PR #301, opened 2018-02-15
SEARCH-605 (Electron - Cannot enable swift search on Windows 7)

keerthi16:
## Description
Electron - Cannot enable swift search on Windows 7
[JIRA-ticket](https://perzoinc.atlassian.net/browse/SEARCH-605)

_Note: This is a temporary patch. If there are permission issue and the disk space is less than 300MB the swift search will be enabled._

## Approach
- #### Problem with the code: FSUTIL utility requires administrative privileges
- #### Fix: This fix will be released as a part of [SEARCH-621](https://perzoinc.atlassian.net/browse/SEARCH-621)

## Learning
[Fsutil](https://docs.microsoft.com/en-us/previous-versions/windows/it-pro/windows-server-2008-R2-and-2008/cc753059(v=ws.10))

- [x] Unit-Tests
screen shot 2018-02-15 at 12 31 31 pm
- [x] Documentation
- [ ] Automation-Tests

### DIFF
--- a/js/search/utils/checkDiskSpace.js
+++ b/js/search/utils/checkDiskSpace.js
@@ -32,13 +32,13 @@ function checkDiskSpace(path, resolve, reject) {
                 }
                 if (stdout.indexOf("The FSUTIL utility requires that you have administrative privileges.") !== -1) {
                     // this is temporary until we use the custom exe file.
-                    return true;
+                    return resolve(true);
                 }
                 return reject(new Error("Error : " + error));
             }
             if (stdout.indexOf("The FSUTIL utility requires that you have administrative privileges.") !== -1) {
                 // this is temporary until we use the custom exe file.
-                return true;
+                return resolve(true);
             }
             let data = stdout.trim().split("\n");
 
--- a/js/search/utils/checkDiskSpace.js
+++ b/js/search/utils/checkDiskSpace.js
@@ -25,12 +25,20 @@ function checkDiskSpace(path, resolve, reject) {
             return resolve(space >= searchConfig.MINIMUM_DISK_SPACE);
         });
     } else {
-        exec(`fsutil volume diskfree ${path}`, (error, stdout, stderr) => {
+        exec(`fsutil volume diskfree ${path}`, (error, stdout) => {
             if (error) {
-                if (stderr.indexOf("No such file or directory") !== -1) {
+                if (stdout.indexOf("Error:  The system cannot find the path specified.") !== -1) {
                     return reject(new Error("No such file or directory : " + error));
                 }
+                if (stdout.indexOf("The FSUTIL utility requires that you have administrative privileges.") !== -1) {
+                    // this is temporary until we use the custom exe file.
+                    return true;
+                }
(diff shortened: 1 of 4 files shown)


js/search/utils/checkDiskSpace.js
```diff
@@ -25,13 +25,21 @@ function checkDiskSpace(path, resolve, reject) {
             return resolve(space >= searchConfig.MINIMUM_DISK_SPACE);
         });
     } else {
-        exec(`fsutil volume diskfree ${path}`, (error, stdout, stderr) => {
+        exec(`fsutil volume diskfree ${path}`, (error, stdout) => {
             if (error) {
-                if (stderr.indexOf("No such file or directory") !== -1) {
+                if (stdout.indexOf("Error:  The system cannot find the path specified.") !== -1) {
```
VikasShashidhar: Move this out to a const or enum please.

js/search/utils/checkDiskSpace.js
```diff
@@ -25,13 +25,21 @@ function checkDiskSpace(path, resolve, reject) {
...
                     return reject(new Error("No such file or directory : " + error));
                 }
+                if (stdout.indexOf("The FSUTIL utility requires that you have administrative privileges.") !== -1) {
```
VikasShashidhar: Same here.

js/search/utils/checkDiskSpace.js
VikasShashidhar: Can we not check this against a flag or something instead of the error message? It seems a little wrong to me.

js/search/utils/checkDiskSpace.js
```diff
@@ -25,13 +25,21 @@ function checkDiskSpace(path, resolve, reject) {
...
+                    // this is temporary until we use the custom exe file.
+                    return resolve(true);
+                }
                 return reject(new Error("Error : " + error));
             }
+            if (stdout.indexOf("The FSUTIL utility requires that you have administrative privileges.") !== -1) {
```
VikasShashidhar: Same here.

tests/SearchUtils.test.js
```diff
@@ -33,6 +33,9 @@ describe('Tests for Search Utils', function() {
 
     beforeAll(function (done) {
         executionPath = path.join(__dirname, 'library');
+        if (!isMac) {
```
VikasShashidhar: This is probably a wrong check if we want it to work on Linux in the future. Is the additional `..` required only for Windows only?

keerthi16: @VikasShashidhar 
Mac path `executionPath = path.join(__dirname, 'library');`
Windows path `executionPath = path.join(__dirname, '..', 'library');`

In Windows, the library is present in the same dir as the `.exe` path.
But in Mac library is present outside of the dir.

This is the config file for which I'm passing the paths.
screen shot 2018-02-16 at 1 25 35 pm

VikasShashidhar:
@keerthi16 Please resolve conflicts

keerthi16:
@VikasShashidhar conflicts resolved.

PR #423, opened 2023-09-29
[DEC-2075] - Remove panic from ProcessVesting, called in BeginBlocker

clemire:
This panic is highly unlikely and represents an unexpected error. Replace it with an emitted error metric + a log statement and continue so we don't cause liveness issue in the event of vesting transfer failure. Validator operators can alert on the metric and investigate based on the log statement.

### DIFF
--- a/protocol/x/vest/keeper/keeper.go
+++ b/protocol/x/vest/keeper/keeper.go
@@ -123,7 +123,7 @@ func (k Keeper) ProcessVesting(ctx sdk.Context) {
 			); err != nil {
 				// This should never happen. However, if it does, we should not panic.
 				// ProcessVesting is called in BeginBlocker, and panicking in BeginBlocker could cause liveness issues.
-				// Instead, we log the error and continue.
+				// Instead, we generate an informative error log, emit an error metric, and continue.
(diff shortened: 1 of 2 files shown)


protocol/x/vest/keeper/keeper.go
```diff
@@ -120,7 +121,27 @@ func (k Keeper) ProcessVesting(ctx sdk.Context) {
 				entry.TreasuryAccount,
 				sdk.NewCoins(sdk.NewCoin(entry.Denom, vestAmount)),
 			); err != nil {
-				panic(err)
+				// This should never happen. However, if it does, we should not panic.
```
teddyding, line 124: Thanks for making this change. I explicitly wanted to panic instead of logging an error during implementation, since this is an invariant violation. 

However after second thought, I'm inclined to agree that logging an error makes more sense here. This is because failure to process a vest event does not disrupt core trading flows. It will not lead to protocol/user losing funds (although I can lead to user not getting their entitled rewards). 

I started a thread in protocol to be aligned on similar topic. Will approve after that thread is resolved.

teddyding (approved):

TASK STATEMENT
Starting from the first line above, copy the data through to the last line exactly.

RESULT FOR THIS TASK
PR #301, opened 2018-02-15
SEARCH-605 (Electron - Cannot enable swift search on Windows 7)

keerthi16:
## Description
Electron - Cannot enable swift search on Windows 7
[JIRA-ticket](https://perzoinc.atlassian.net/browse/SEARCH-605)

_Note: This is a temporary patch. If there are permission issue and the disk space is less than 300MB the swift search will be enabled._

## Approach
- #### Problem with the code: FSUTIL utility requires administrative privileges
- #### Fix: This fix will be released as a part of [SEARCH-621](https://perzoinc.atlassian.net/browse/SEARCH-621)

## Learning
[Fsutil](https://docs.microsoft.com/en-us/previous-versions/windows/it-pro/windows-server-2008-R2-and-2008/cc753059(v=ws.10))

- [x] Unit-Tests
screen shot 2018-02-15 at 12 31 31 pm
- [x] Documentation
- [ ] Automation-Tests

### DIFF
--- a/js/search/utils/checkDiskSpace.js
+++ b/js/search/utils/checkDiskSpace.js
@@ -32,13 +32,13 @@ function checkDiskSpace(path, resolve, reject) {
                 }
                 if (stdout.indexOf("The FSUTIL utility requires that you have administrative privileges.") !== -1) {
                     // this is temporary until we use the custom exe file.
-                    return true;
+                    return resolve(true);
                 }
                 return reject(new Error("Error : " + error));
             }
             if (stdout.indexOf("The FSUTIL utility requires that you have administrative privileges.") !== -1) {
                 // this is temporary until we use the custom exe file.
-                return true;
+                return resolve(true);
             }
             let data = stdout.trim().split("\n");
 
--- a/js/search/utils/checkDiskSpace.js
+++ b/js/search/utils/checkDiskSpace.js
@@ -25,12 +25,20 @@ function checkDiskSpace(path, resolve, reject) {
             return resolve(space >= searchConfig.MINIMUM_DISK_SPACE);
         });
     } else {
-        exec(`fsutil volume diskfree ${path}`, (error, stdout, stderr) => {
+        exec(`fsutil volume diskfree ${path}`, (error, stdout) => {
             if (error) {
-                if (stderr.indexOf("No such file or directory") !== -1) {
+                if (stdout.indexOf("Error:  The system cannot find the path specified.") !== -1) {
                     return reject(new Error("No such file or directory : " + error));
                 }
+                if (stdout.indexOf("The FSUTIL utility requires that you have administrative privileges.") !== -1) {
+                    // this is temporary until we use the custom exe file.
+                    return true;
+                }
(diff shortened: 1 of 4 files shown)


js/search/utils/checkDiskSpace.js
```diff
@@ -25,13 +25,21 @@ function checkDiskSpace(path, resolve, reject) {
             return resolve(space >= searchConfig.MINIMUM_DISK_SPACE);
         });
     } else {
-        exec(`fsutil volume diskfree ${path}`, (error, stdout, stderr) => {
+        exec(`fsutil volume diskfree ${path}`, (error, stdout) => {
             if (error) {
-                if (stderr.indexOf("No such file or directory") !== -1) {
+                if (stdout.indexOf("Error:  The system cannot find the path specified.") !== -1) {
```
VikasShashidhar: Move this out to a const or enum please.

js/search/utils/checkDiskSpace.js
```diff
@@ -25,13 +25,21 @@ function checkDiskSpace(path, resolve, reject) {
...
                     return reject(new Error("No such file or directory : " + error));
                 }
+                if (stdout.indexOf("The FSUTIL utility requires that you have administrative privileges.") !== -1) {
```
VikasShashidhar: Same here.

js/search/utils/checkDiskSpace.js
VikasShashidhar: Can we not check this against a flag or something instead of the error message? It seems a little wrong to me.

js/search/utils/checkDiskSpace.js
```diff
@@ -25,13 +25,21 @@ function checkDiskSpace(path, resolve, reject) {
...
+                    // this is temporary until we use the custom exe file.
+                    return resolve(true);
+                }
                 return reject(new Error("Error : " + error));
             }
+            if (stdout.indexOf("The FSUTIL utility requires that you have administrative privileges.") !== -1) {
```
VikasShashidhar: Same here.

tests/SearchUtils.test.js
```diff
@@ -33,6 +33,9 @@ describe('Tests for Search Utils', function() {
 
     beforeAll(function (done) {
         executionPath = path.join(__dirname, 'library');
+        if (!isMac) {
```
VikasShashidhar: This is probably a wrong check if we want it to work on Linux in the future. Is the additional `..` required only for Windows only?

keerthi16: @VikasShashidhar 
Mac path `executionPath = path.join(__dirname, 'library');`
Windows path `executionPath = path.join(__dirname, '..', 'library');`

In Windows, the library is present in the same dir as the `.exe` path.
But in Mac library is present outside of the dir.

This is the config file for which I'm passing the paths.
screen shot 2018-02-16 at 1 25 35 pm

VikasShashidhar:
@keerthi16 Please resolve conflicts

keerthi16:
@VikasShashidhar conflicts resolved.

PR #423, opened 2023-09-29
[DEC-2075] - Remove panic from ProcessVesting, called in BeginBlocker

clemire:
This panic is highly unlikely and represents an unexpected error. Replace it with an emitted error metric + a log statement and continue so we don't cause liveness issue in the event of vesting transfer failure. Validator operators can alert on the metric and investigate based on the log statement.

### DIFF
--- a/protocol/x/vest/keeper/keeper.go
+++ b/protocol/x/vest/keeper/keeper.go
@@ -123,7 +123,7 @@ func (k Keeper) ProcessVesting(ctx sdk.Context) {
 			); err != nil {
 				// This should never happen. However, if it does, we should not panic.
 				// ProcessVesting is called in BeginBlocker, and panicking in BeginBlocker could cause liveness issues.
-				// Instead, we log the error and continue.
+				// Instead, we generate an informative error log, emit an error metric, and continue.
(diff shortened: 1 of 2 files shown)


protocol/x/vest/keeper/keeper.go
```diff
@@ -120,7 +121,27 @@ func (k Keeper) ProcessVesting(ctx sdk.Context) {
 				entry.TreasuryAccount,
 				sdk.NewCoins(sdk.NewCoin(entry.Denom, vestAmount)),
 			); err != nil {
-				panic(err)
+				// This should never happen. However, if it does, we should not panic.
```
teddyding, line 124: Thanks for making this change. I explicitly wanted to panic instead of logging an error during implementation, since this is an invariant violation. 

However after second thought, I'm inclined to agree that logging an error makes more sense here. This is because failure to process a vest event does not disrupt core trading flows. It will not lead to protocol/user losing funds (although I can lead to user not getting their entitled rewards). 

I started a thread in protocol to be aligned on similar topic. Will approve after that thread is resolved.

teddyding (approved):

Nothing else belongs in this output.